Provided entries

PR #6077, opened 2023-10-24
Proposal: sample demo for custom components should be a `gr.Interface`

abidlabs:
Should we switch the sample demo to be an `Interface` instead? It allows the user to immediately try out the component in a functioning Gradio app and can support examples very easily as well. I've commented out the example functionaly by default since not every Gradio component has an "example version". 

This PR is a suggested implementation


pngwn (approved):
Looks good to me! Thanks @abidlabs!

freddyaboulton (commented):
Thanks @abidlabs ! 

One issue is that not every component has an interactive version (AnnotatedImage, Gallery, JSON, maybe others?) so using as input in an interface is not great with the default interface code. User's won't be able to click on the gallery to upload one for example.

Maybe we can just special demos for these components in the OVERRIDES: https://github.com/gradio-app/gradio/blob/6b82a9760f7c10fc76b357d7472864bcc97a4025/gradio/cli/commands/components/_create_utils.py#L41

abidlabs:
Yeah makes sense. So for the static-only components, I'll use this demo:

```py
example = {name}().example_inputs()

with gr.Blocks() as demo:
    {name}(),  # blank component
    {name}(value=example),  # populated component
)
```

For layouts, how about this:

```py
with gr.Blocks() as demo:
    with {name}():
        gr.Textbox()
        gr.Textbox()
)
```

freddyaboulton:
Yep agree with the proposal @abidlabs !

PR #6079, opened 2023-10-24
fix cc build

pngwn:
## Description

Pathing issue withe frontend build should be resolved now. Also tweaked the name we use in the package.json to match the gradio package name.

Removed the old test components because they don't reflect recent changes. Added a new one in that can be used to test the build.

Closes: #(issue)

## 🎯 PRs Should Target Issues

## Tests


js/preview/src/build.ts
```diff
@@ -29,7 +29,7 @@ export async function make_build({
 
 			const exports: string[][] = [
 				["component", pkg.exports["."] as string],
-				["exmaple", pkg.exports["./example"] as string]
+				["example", pkg.exports["./example"] as string]
```
pngwn, line 32: horrendous typo

js/preview/src/build.ts
```diff
@@ -43,23 +43,25 @@ export async function make_build({
 							emptyOutDir: true,
 							outDir: join(template_dir, entry),
 							lib: {
-								entry: join(source_dir, entry, "index.ts"),
+								entry: join(source_dir, path),
```
pngwn, line 46: typo didn't matter however because we were look for `Index.svelte/index.ts` and `Example.svelte/index.ts` which is nonsensical.

js/preview/src/build.ts
```diff
@@ -43,23 +43,25 @@ export async function make_build({
...
 								fileName: "index.js",
 								formats: ["es"]
 							},
+							minify: true,
 							rollupOptions: {
 								output: {
-									entryFileNames: "[name].js"
+									entryFileNames: (chunkInfo: PreRenderedChunk) =>
+										`${chunkInfo.name.toLocaleLowerCase()}.js`
```
pngwn, line 54: Changed so we get `index.js` not `Index.js`

js/preview/src/build.ts
```diff
@@ -43,23 +43,25 @@ export async function make_build({
...
 					});
 				} catch (e) {
-					console.error(e);
+					throw e;
 				}
 			}
 		}
 	} catch (e) {
-		console.error(e);
+		throw e;
```
pngwn, line 65: We were squashing errors in the try/catch which is why this didn't error out as it should have. This will now fail noisily if the build doesn't succeed.

js/preview/src/build.ts
```diff
@@ -43,23 +43,29 @@ export async function make_build({
...
+							minify: true,
 							rollupOptions: {
 								output: {
-									entryFileNames: "[name].js"
+									entryFileNames: (chunkInfo: PreRenderedChunk) => {
+										if (chunkInfo.isEntry) {
+											return "index.js";
+										}
+										return `${chunkInfo.name.toLocaleLowerCase()}.js`;
+									}
```
pngwn, line 58: Okay I've changed this so we always get an `index.js` for the main entry point (which is what we look for when serving the custom component). Nice thing is this will even work if users change their entrypoints in the package.json.

gradio/cli/commands/components/_create_utils.py
```diff
@@ -217,7 +219,7 @@ def ignore(s, names):
         ignore=ignore,
     )
     source_package_json = json.loads(Path(frontend / "package.json").read_text())
-    source_package_json["name"] = name.lower()
+    source_package_json["name"] = package_name
```
pngwn, line 222: Tweaked this so the name in the `package.json` is the name in `pyproject.toml`

js/preview/src/build.ts
pngwn: outdated.

freddyaboulton (approved):
Thanks @pngwn ! I added a unit test too. Should be good to merge whenever.

pngwn:
Thanks @freddyaboulton. A unit tests seem to be failing now.

freddyaboulton:
Lol 😆 I guess the cache was not properly restored?

.github/workflows/backend.yml
```diff
@@ -168,6 +168,7 @@ jobs:
       with:
         path: |
           gradio/templates/*
+          gradio/node/*
```
freddyaboulton, line 171: 👍

freddyaboulton:
Client tests are fixed in another PR #6073 . Gonna merge just so that we have a working build. Will look into why the test is not passing in CI.

PR #6092, opened 2023-10-25
Add a stand-alone install command and tidy-up the fallback template

freddyaboulton:
## Description

Add a stand-alone install command. This will be useful when cloning a custom component hosted on any git repo. Just clone as you normally would and then run `gradio cc install`. Should make it easier to "remix" custom components.

## 🎯 PRs Should Target Issues

## Tests

### DIFF
--- a/.changeset/mighty-coats-do.md
+++ b/.changeset/mighty-coats-do.md
@@ -1,0 +1,6 @@
+---
+"@gradio/fallback": minor
+"gradio": minor
+---
+
+feat:Add a stand-alone install command and tidy-up the fallback template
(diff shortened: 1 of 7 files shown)


abidlabs:
Nice @freddyaboulton this looks good. 

Just two asides about the CLI:
* I keep typing in `gradio dev` instead of `gradio cc dev` and `gradio build` instead of `gradio cc build` -- perhaps we can print, "did you mean gradio cc dev" etc. to avoid confusion for users
* Can we make the `--install` flag default for `gradio cc create`? Its probably the desired behavior for the vast majority of users executing the custom components workflow

abidlabs (approved):

freddyaboulton:
Thanks @abidlabs ! Implemented your suggestions. Merging

PR #6098, opened 2023-10-26
Gradio custom component publish

freddyaboulton:
## Description

Still some things I want to iron out but wanted to get feedback as soon as possible.

`gradio cc publish` will guide the user through publishing their custom component. The only pre-req is for the wheel to have been built.

There are two steps - uploading to pypi and uploading a demo to spaces. Neither is required. We use a docker space instead of a gradio space so that we can install the wheel locally in the space (so that pypi upload is not required).

Users can skip the interactive walk-through by providing all the arguments to the command.

Example space here: https://huggingface.co/spaces/freddyaboulton/gradio_datepicker
Pypi here: https://pypi.org/project/gradio-datepicker/

https://github.com/gradio-app/gradio/assets/41651716/11faf416-d4c5-4208-b52a-096f25c44aac

Some things to iron out:

- [x] Let users opt out of pypi publish or hf publish if in interactive mode
- [x] Add the component template to the space README tag

## 🎯 PRs Should Target Issues

## Tests


gradio/cli/commands/components/publish.py
```diff
@@ -0,0 +1,167 @@
...
+    if upload_demo and not demo_dir:
+        panel = Panel(
+            "You have opted to upload to [blue]https://huggingface.co/spaces[/] but no demo directory has been provided.\n"
+            "Please provide the path to the [magenta]demo directory[/] for your custom component.\n"
+            "This directory should contain [magenta]all the files[/] it needs to run successfully.\n"
+            "Please make sure the gradio app is in an [magenta]app.py[/] file.\n"
+            "If you need additional python requirements, add a [magenta]requirements.txt[/] file to this directory."
+        )
+        print(panel)
+        demo_dir = Path(Prompt.ask(":hugging_face: Please enter demo directory"))
```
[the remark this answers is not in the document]
freddyaboulton: if hf_token is None, the hub library will automatically use the one you set during the cli login. If it can't find it, it will raise the appropriate error about not being logged in. So I don't think we need to check ourselves if they are logged in.

freddyaboulton:
Ok I think this is looking good now!

gradio/cli/commands/components/files/README
```diff
@@ -0,0 +1,11 @@
+---
+tags: [gradio-custom-component, gradio-custom-component-template-{{ template }}]
+title: {theme_name}
```
abidlabs, line 3: typo

gradio/cli/commands/components/files/README
```diff
@@ -0,0 +1,11 @@
...
+colorFrom: orange
+colorTo: purple
+sdk: gradio
```
abidlabs, line 6: Confused about this -- why is the sdk gradio if this is a Docker Space? I'm probably missing something

abidlabs: Is this file not the readme in the uploaded Space?

gradio/cli/commands/components/publish.py
```diff
@@ -0,0 +1,232 @@
...
+
+from gradio.cli.commands.components._create_utils import PATTERN_RE
+
+colors = ["red", "yellow", "green", "blue", "indigo", "purple", "pink", "gray"]
+
+PYPI_REGISTER_URL = "https://pypi.org/account/register/"
+
+README_CONTENTS = """
+---
+tags: [gradio-custom-component{template}]
```
abidlabs, line 24: as in the readme above:
```suggestion
tags: [gradio-custom-component, gradio-custom-component-{template}]
```

abidlabs:
Beautiful @freddyaboulton! Just a few suggestions:

-------

If I'm not mistaken, for the other commands (`gradio cc dev` and `gradio cc build`), we assume that we are running from the root of the custom component directory. I think we should assume the same and provide default values for the different options that are presented to the user. 

i.e.
* `gradio cc publish` should automatically look for the wheel in `dist/*.whl` instead of the user having to copy-paste this file. If this file exists, it should confirm with the user, otherwise it should prompt for the path. 
* Similarly, for the path to the demo, it should present the default `demo/` (if it is exists)
* And similarly for the path to the source, it should present `.`

-------

It would be amazing the pypi project description included a short snippet showing how to use the custom component:

image

Maybe this could be the same as the default template?

-------

Nit: my terminal is including the `!` in the highlighted URL:

image

-------

[The created Space](https://huggingface.co/spaces/abidlabs/gradio_richtextbox) doesn't load for me. I get: 

image

The reason is that my demo has examples, which are not being cached successfully. I looked into this, tried updating the [dockerfile to add chmod commands](https://huggingface.co/spaces/abidlabs/gradio_richtextbox2/blob/main/Dockerfile), but it doesn't work. I think the problem is that while we can change the permissions of `gradio_cached_examples`, we can't change the permissions of its subdirectories at launch time. We'd have to change the code in gradio ([probably here](https://github.com/gradio-app/gradio/blob/6b0bb5e6a252ce8c4ef38455a9f56f1dcda56ab0/gradio/flagging.py#L142)) to fix this. But we *should* make this change so that any demos with examples work.

-------

Cool stuff!!

abidlabs:
Also, we should double check that the pypi package can be successfully imported. I'm getting this error on Colab, but it may be because I created the richtextbox using an older beta release:

image

gradio/cli/commands/components/files/README
freddyaboulton: Yea sorry I need to delete this file! It's not used right now.

gradio/cli/commands/components/publish.py
freddyaboulton: If for whatever reason we can't identify the template (because the developer removed the tag from the pyproject.toml) I only want to include the `gradio-custom-component` tag so that's why it's like this. The `{template}` gets replaced with `, gradio-custom-component-TextBox` when we go upload the space.

freddyaboulton:
Thanks for the feedback @abidlabs !

> gradio cc publish should automatically look for the wheel in 

What I did is that rather than specifying a path to a wheel file, the dev will specify the path to the `dist` directory. We will then upload all the `.wheel` and `.tar.gz` files in that directory. The default value is `./dist` so `gradio cc publish` will do the right thing if you call it from within your component directory.

> It would be amazing the pypi project description included a short snippet showing how to import use the custom component

I modified the `gradio cc create` command to add a project README.md file. By default, it has the code to import the package but devs can modify it to include whatever data they want. During publish, this README will be set to the pypi project description.

> Nit: my terminal is including the ! in the highlighted URL:

Fixed!

> [The created Space](https://huggingface.co/spaces/abidlabs/gradio_richtextbox) doesn't load for me

I fixed the Dockerfile! I got richtextbox and an image clone (both using examples) to work. See here: https://huggingface.co/spaces/freddyaboulton/gradio_richtextbox2 and https://huggingface.co/spaces/freddyaboulton/gradio_coolimage

> we should double check that the pypi package can be successfully imported

The issue on Colab is that the custom component package depends on gradio 4.0 which isn't on pypi yet so colab installs the latest 3.0 version of gradio. So it doesn't work. Once gradio 4.0 is out, that won't happen. I installed the development versions of gradio 4.0 in colab and I can load richtextbox: https://colab.research.google.com/drive/1asGFESN6t06ZEdmPbeGCGZh6v1tBgP7i?usp=sharing

abidlabs:
You're amazing @freddyaboulton! Just checking one quick thing

abidlabs:
LGTM @freddyaboulton, thanks for addressing everything! Just two quick things:

> I modified the gradio cc create command to add a project README.md file.

Could we similarly add a blank `requirements.txt` file and reference it in the pyproject.toml file. I think it'll be easier for developers who are creating custom components if there's already a blank requirements.txt file they just need to update

> I'm starting to see this error again with `gradio cc build`:

image

My guess is that its not related to your changes but something else is going on. We can fix it in another PR but just flagging here (do you see the issue on your end?)

abidlabs (approved):

gradio/cli/commands/components/publish.py
```diff
@@ -0,0 +1,247 @@
...
+        if upload_demo:
+            panel = Panel(
+                "Please provide the path to the [magenta]demo directory[/] for your custom component.\n\n"
+                "This directory should contain [magenta]all the files[/] it needs to run successfully.\n\n"
+                "Please make sure the gradio app is in an [magenta]app.py[/] file.\n\n"
+                "If you need additional python requirements, add a [magenta]requirements.txt[/] file to this directory."
+            )
+            print(panel)
+            demo_dir_ = Prompt.ask(
+                f":roller_coaster: Please enter the path to the demo directory. Leave blank to use {(Path('.') / 'demo')} directory"
```
abidlabs, line 154:
```suggestion
                f":roller_coaster: Please enter the path to the demo directory. Leave blank to use {(Path('.') / 'demo')}/ directory"
```

abidlabs, line 154: Wasn't clear that this was a path:

image

Perhaps:

```suggestion
                f":roller_coaster: Please enter the path to the demo directory. Leave blank to use: {(Path('.') / 'demo')}"
```

abidlabs:
please ignore the error screenshot, can't repro anymore

freddyaboulton:
@abidlabs and I agreed we're going to keep the dependencies in the toml file but we'll call it out in the docs!

Thanks @abidlabs @pngwn!

PR #6112, opened 2023-10-26
fix build

pngwn:
## Description

Closes: #(issue)

## 🎯 PRs Should Target Issues

## Tests

### DIFF
--- a/js/preview/src/build.ts
+++ b/js/preview/src/build.ts
@@ -35,6 +35,8 @@ export async function make_build({
 			for (const [entry, path] of exports) {
 				try {
 					const x = await build({
+						root: source_dir,
+						configFile: false,
 						plugins: [
 							...plugins,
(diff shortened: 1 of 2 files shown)


js/preview/src/build.ts
```diff
@@ -35,6 +35,8 @@ export async function make_build({
 			for (const [entry, path] of exports) {
 				try {
 					const x = await build({
+						root: source_dir,
```
pngwn, line 38: So weird thing but we don't actually use `root` at all because we are building in library mode, but some plugins _do_ use `root` as a reference point. Because we weren't setting it, it defaults to the current working directory which is one level higher than we need to be to find a package.json, since we run everything from the component_dir root.

freddyaboulton (approved):
Nice @pngwn 🔥 Confirmed the fix!!

PR #6118, opened 2023-10-27
Improve Video Component

hannahblair:
## Description

Closes: #(issue)

## 🎯 PRs Should Target Issues

## Tests


abidlabs:
For the `Video` component, I'd suggest the default source that is shown when all sources are selected is actually the file upload instead of the webcam, as people might be started to see their own webcam feed

image

abidlabs:
By the way @hannahblair just to confirm, the issue with the output file not showing up only happens after you've trimmed the video, right? I don't see any issue with untrimmed video files. Also, I do see an issue where the video after being trimmed shows up all black on the input side:

image


My test code is just:

```py
import gradio as gr

gr.Interface(lambda x:x, "video", "video").launch()
```

abidlabs:
Nice! So the output video *is* showing up now, however both the input and output videos are completely black (the audio is there though):

image

abidlabs:
I tried this with a few different .mp4 files and they are all giving the same result

abidlabs:
Looks good @hannahblair! Two final things I noticed:

* As mentioned on Slack, it takes quite a while to trim videos for me (it might be my network speed), and its not clear that the video is still being trimmed, perhaps we can show visual indicator while video is being trimmed?

* The webcam recording isn't working for me. Its passing in a blank value as far as I can tell. 

e.g. when I launch:

```py
import gradio as gr

gr.Interface(lambda x:x, "video", "video").launch()
```

And record something with the webcam, the output video is blank

gradio/components/video.py
```diff
@@ -159,8 +173,17 @@ def preprocess(self, x: dict | VideoData) -> str | None:
         file_name = Path(data.video.path)
         uploaded_format = file_name.suffix.replace(".", "")
         needs_formatting = self.format is not None and uploaded_format != self.format
-        flip = self.source == "webcam" and self.mirror_webcam
+        flip = self.sources == ["webcam"] and self.mirror_webcam
+        duration = processing_utils.get_video_length(file_name)
 
+        if self.min_length is not None and duration < self.min_length:
+            raise ValueError(
```
abidlabs, line 180: We should raise a `gr.Error()` instead of a `ValueError` for these so that they are shown to users trying out the app. Otherwise, they'd be hidden away in the terminal. Same for below, and I would do the same in `audio.py`

abidlabs: Let's double check it works 😄

abidlabs:
LGTM looks great @hannahblair! 

The only thing left is the webcam issue, but since that's broken on `v4` aswell, we could merge this PR in, and fix that in a separate PR. (To reduce conflicts as we have some big juicy refactor PRs coming)

Issue #6119, opened 2023-10-27
Model3D panning and UX improvements


dylanebert:
Changes for improving Model3D
- Enable panning support
- Adapt zoom and pan sensibility to the camera radius, creating a more consistent experience across various model sizes
- Set lower radius to prevent zoom inversion (zooming below 0)

PR #6120, opened 2023-10-27
model3D panning, improved UX

dylanebert:
## Description

Improvements to the Model3D components
- Enabled panning
- Adapt pan and zoom speed to scene radius, creating a consistent experience across various model sizes
- Set lower radius limit to prevent zoom inversion (zooming in below 0)

Closes: #6119

### DIFF
--- a/js/model3D/shared/utils.ts
+++ b/js/model3D/shared/utils.ts
@@ -20,7 +20,7 @@ const create_camera = (
 	}
 	helperCamera.lowerRadiusLimit = 0.1;
 	const updateCameraSensibility = (): void => {
-		helperCamera.wheelPrecision = (150 * zoom_speed) / helperCamera.radius;
+		helperCamera.wheelPrecision = 250 / (helperCamera.radius * zoom_speed);
 		helperCamera.panningSensibility = (10000 * pan_speed) / helperCamera.radius;
 	};
 	updateCameraSensibility();
--- a/js/model3D/shared/utils.ts
+++ b/js/model3D/shared/utils.ts
@@ -4,7 +4,8 @@ import * as BABYLON from "babylonjs";
 const create_camera = (
 	scene: BABYLON.Scene,
 	camera_position: [number | null, number | null, number | null],
-	zoom_speed: number
+	zoom_speed: number,
+	pan_speed: number
 ): void => {
 	scene.createDefaultCamera(true, true, true);
 	var helperCamera = scene.activeCamera! as BABYLON.ArcRotateCamera;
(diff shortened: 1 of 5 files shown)


abidlabs:
Thank you so much @dylanebert! Two quick things:

* Would you be able to target the `v4` branch instead of `main`? We're about to merge in `v4` which will lead to quite a bit of conflicts with this PR.
* We used to have panning, but it degraded the experience on mobile. Have you tested this out on mobile by any chance?

dylanebert:
Sure!

I have not tested panning in this PR but I am using the exact same library/camera in https://huggingface.co/spaces/dylanebert/igf
and it works well on mobile. I believe the issues may have come from varying model size and the speed not scaling with radius.

js/model3D/shared/utils.ts
```diff
@@ -17,11 +18,14 @@ const create_camera = (
...
 		helperCamera.radius = camera_position[2];
 	}
-	// Disable panning. Adapted from: https://playground.babylonjs.com/#4U6TVQ#3
-	helperCamera.panningSensibility = 0;
-	helperCamera.attachControl(false, false, -1);
-	helperCamera.pinchToPanMaxDistance = 0;
-	helperCamera.wheelPrecision = 2500 / zoom_speed;
+	helperCamera.lowerRadiusLimit = 0.1;
+	const updateCameraSensibility = (): void => {
+		helperCamera.wheelPrecision = (150 * zoom_speed) / helperCamera.radius;
```
abidlabs, line 23: I believe increasing the wheel precision actually decreases the zoom speed: https://forum.babylonjs.com/t/zoom-sensitivity/10338/3, which is why I had it in the denominator before. What's the reason for the change?

abidlabs:
The panning behavior looks good @dylanebert but I have a question about the changes to the zooming behavior above.

js/model3D/shared/utils.ts
abidlabs: When I test these changes using the `demo/model3D/run.py` demo, I'm finding it bit too sensitive for me

dylanebert: Thank you for your review! I agree with you concerns and adjusted the zoom computation.

Zoom speed is now correctly in the denominator, and I've set the speed to 250, which seems to approximately reflect that of [sketchfab](https://sketchfab.com/3d-models/deadly-melodic-d60f5ca4c0bf4794a5dee82a040ce99f) on my machine.

abidlabs:
In principle, these changes look good @dylanebert, but since we merged `v4` into `main`, the git histories have messed up. Would you be able to open a new PR targeting `main` with these changes?

Sorry for the back-and-forth, but we should be able to get this merged in pretty quickly after its targeting `main`.

dylanebert:
Sure, no problem.

Issue #5401, opened 2023-09-02
Support decorator event listener listener syntax for Blocks.load


aliabid94:
This should be done alongside deprecating the class method use of Blocks.load

abidlabs:
Also we should support `gr.on` with `Blocks.load()` as pointed out by @hysts

abidlabs:
Fixed in `v4`

PR #6126, opened 2023-10-28
Refactor `Blocks.load()` so that it is in the same style as the other listeners

abidlabs:
Decorator-based events was actually broken on `v4`.

This fixes that and fixes: #5401, which means `demo.load` works with decorator-based syntax:

Test with:

```py
import gradio as gr

with gr.Blocks() as demo:
    
    @demo.load(outputs=name)
    def test():
        return "Abubakar"

demo.launch()
```

It also works with `gr.on`:

```py
import gradio as gr

with gr.Blocks() as demo:
    name = gr.Textbox(value="Abubakar")
        
    gr.on([demo.load, name.submit], lambda x:x, name, output)

demo.launch()
```

### DIFF
--- a/gradio/blocks_events.py
+++ b/gradio/blocks_events.py
@@ -1,3 +1,5 @@
+from __future__ import annotations
+
 from gradio.component_meta import create_or_modify_pyi
 from gradio.events import EventListener, Events
 
--- a/gradio/blocks_events.py
+++ b/gradio/blocks_events.py
@@ -8,14 +8,12 @@ BLOCKS_EVENTS: list[EventListener | str] = [Events.load]
 
 class BlocksMeta(type):
     def __new__(cls, name, bases, attrs):
-        new_events = []
         for event in BLOCKS_EVENTS:
             trigger = (
                 event
                 if isinstance(event, EventListener)
                 else EventListener(event_name=event)
             ).copy()
-            new_events.append(trigger)
             trigger.set_doc(component=name)
             attrs[event] = trigger.listener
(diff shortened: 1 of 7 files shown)


abidlabs:
So getting typechecking to work was quite tricky. I ended up going with the same "*.pyi" magic that @freddyaboulton implemented for the components, but instead of stubbing the `Blocks` class, which was leading to lots of issues, I added a parent class of `Blocks` called `BlocksEvents` and stubbed that instead. Its a bit more verbose but it gets the job done, and now all of our events follow the same syntax

gradio/blocks_events.py
```diff
@@ -0,0 +1,25 @@
...
+                else EventListener(event_name=event)
+            ).copy()
+            trigger.set_doc(component=name)
+            attrs[event] = trigger.listener
+        component_class = super().__new__(cls, name, bases, attrs)
+        create_or_modify_pyi(BlocksEvents, "BlocksEvents", BLOCKS_EVENTS)
+        return component_class
+
+
+class BlocksEvents:
```
freddyaboulton, line 24: I would add a docstring here explaining why we have this even though it's empty

freddyaboulton (approved):
Looks good to me @abidlabs ! Thanks for the clean up.

Don't know why chromatic is failing. I can run the failing command fine locally

image

abidlabs:
Thanks @freddyaboulton for the review. I don't see the chromatic issue anymore -- the check isn't running because presumably there are no frontend changes to any components. I'll go ahead and merge this in.

PR #6127, opened 2023-10-28
Use data models in `preprocess()`

abidlabs:
As [discussed internally](https://huggingface.slack.com/archives/C02QNREU24S/p1698449902074779?thread_ts=1698448727.887339&cid=C02QNREU24S) with @freddyaboulton, this uses data models in the `.preprocess()`, not just the `.postprocess()`

This PR makes the following changes:
* Removes the `serializes` function: https://github.com/gradio-app/gradio/blob/v4/gradio/component_meta.py#L59 as FastAPI automatically converts Pydantic models into JSON
* Pre-Preprocesses incoming payload from the frontend to convert to Pydantic data models before sending to `.preprocess()`
* Cleans up the code as a result of the above changes, adds typing to missing places, etc. 
* Rename `x` to `payload` in preprocess() to signify that its the payload from the frontend
* Rename `y` to `value` in postprocess() to signify its the same type as the `value` of the component
* Removes docstrings from preprocess() and postprocess() because many were incorrect / outdated / rudimentary. The typing is better than the docstrings.

I think it would be better to merge this after @pngwn's #6094 PR to avoid introducing many backend conflicts to that PR.

Closes: #1798


freddyaboulton:
Nice 🎉

abidlabs:
Working on this, but so many tests need to be updated. Might take some time ❗

abidlabs:
Rebased to main in #6176

Issue #4609, opened 2023-06-21
The directory containing the gradio python file should not be served by default.


aeciorc:
- [x] I have searched to see if a similar issue already exists.

**Is your feature request related to a problem? Please describe.**  
Currently, the default behaviour for the app is to serve any files in the directory of the Gradio script. This is in the docs and is not considered a bug or a vulnerability, but I think it's problematic for a few reasons:

1. Users want to share their app, but not necessarily the code. Gradio is used not only for open-source projects, but also to share and get feedback on MVPs, research projects, work projects, etc. Even for open-source models, people might want to  protect their checkpoints and datasets. Giving access to the project directory by default might catch them by surprise, which brings me to my next point.

2. Is the default behaviour expected by most users? I'm not sure it is. Academic or non-technical users might not know or think about this at all, while developers expect a backend to serve the files they explicitly asked it to serve (definitely not the backend code itself.)

3. It's not crazy to assume that some users, especially beginners, will put gradio files not in a project folder, but in a higher directory in their system, like ~/Documents, ~/Downloads, or even worse, the home directory. With the current behaviour, this could cause them a lot of problems.

**Describe the solution you'd like**  
The solution is simple: don't serve the script directory files by default. Raw outputs are always fine, and Gradio already handles filepath outputs with tempfiles. This is good enough for 99% of use cases.

If a request is made for a file that's not accessible, an error log can link to the section of the documentation about allowed_paths.

**Additional context**

abidlabs:
Hi @aeciorc thanks for creating the detailed issue. Agreed I've been thinking we should do something about this, perhaps 4.0 is a good time to make this change, we'll look into it!

In the meantime, you can use the `blocked_paths` parameter in `launch()` to block specific directories or files.

aeciorc:
Sounds good @abidlabs. I can give this a shot if you need a hand.

abidlabs:
Thanks @aeciorc it needs some thinking through I think. The reason is that we allow serving files from the working directory because it allows users to conveniently serve example files or include default values. For example:

```py
with gr.Blocks():
  gr.Image("lion.jpg")
```

or 

```py
gr.Interface(lambda x:x, "image", "image", examples=["lion.jpg"])
```

We'd need to make sure these use cases are not disrupted. I think it is possible by copying over the referenced files to the temporary directory and serving from there. We may already do this for some components but we'd need to make sure all of the components handle this correctly.

aeciorc:
[...]

PR #6128, opened 2023-10-28
Don't serve files in working directory by default

### LINKED ISSUE #5407: Let `allowed_paths` allow access to dotfiles
### Describe the bug

Using Automatic's Stable Diffusion WebUI, Gradio looks broken and does not function properly. After a helpful comment -- https://github.com/AUTOMATIC1111/stable-diffusion-webui/issues/13027#issuecomment-1704377186 -- in an issue I opened yesterday, it looks like having a dot in the file path was causing this.

So for example: if Gradio is located in `/home/john/.local/` (notice the dot) Gradio will not function properly. Moving the project to `/home/john/` made the issue go away. I am just assuming this is a Gradio related issue and not something else.

I did manually upgrade to version 3.42.0. Same issue.

### Reproduction

- Have a dot in the file path
- Gradio does not function properly

### Screenshot

image

### Logs

_No response_

### System Info

```shell
https://github.com/AUTOMATIC1111/stable-diffusion-webui/files/12505964/sysinfo-2023-09-03.txt
```

### Severity

I can work around it

abidlabs:
Fixes: #4609

I think this is a good change to make. Files returned by a user function work fine (because they are copied to the cache), but examples with media files currently don't work. I think we should just copy them over to the cache too, or perhaps allow access to any example files.

Also let's fix #5407 while we're at it


abidlabs:
It turns out I need to make some changes to the way files are copied to cache to make this work, which depends on #6094, so I'll pick this back up after that PR is in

Instructions for the task
Would you please repeat exactly the lines above, starting at the line with "pngwn, line 222: Tweaked" and stopping at the line with "Thanks @freddyaboulton. A", both included?

Solution
pngwn, line 222: Tweaked this so the name in the `package.json` is the name in `pyproject.toml`

js/preview/src/build.ts
pngwn: outdated.

freddyaboulton (approved):
Thanks @pngwn ! I added a unit test too. Should be good to merge whenever.

pngwn:
Thanks @freddyaboulton. A unit tests seem to be failing now.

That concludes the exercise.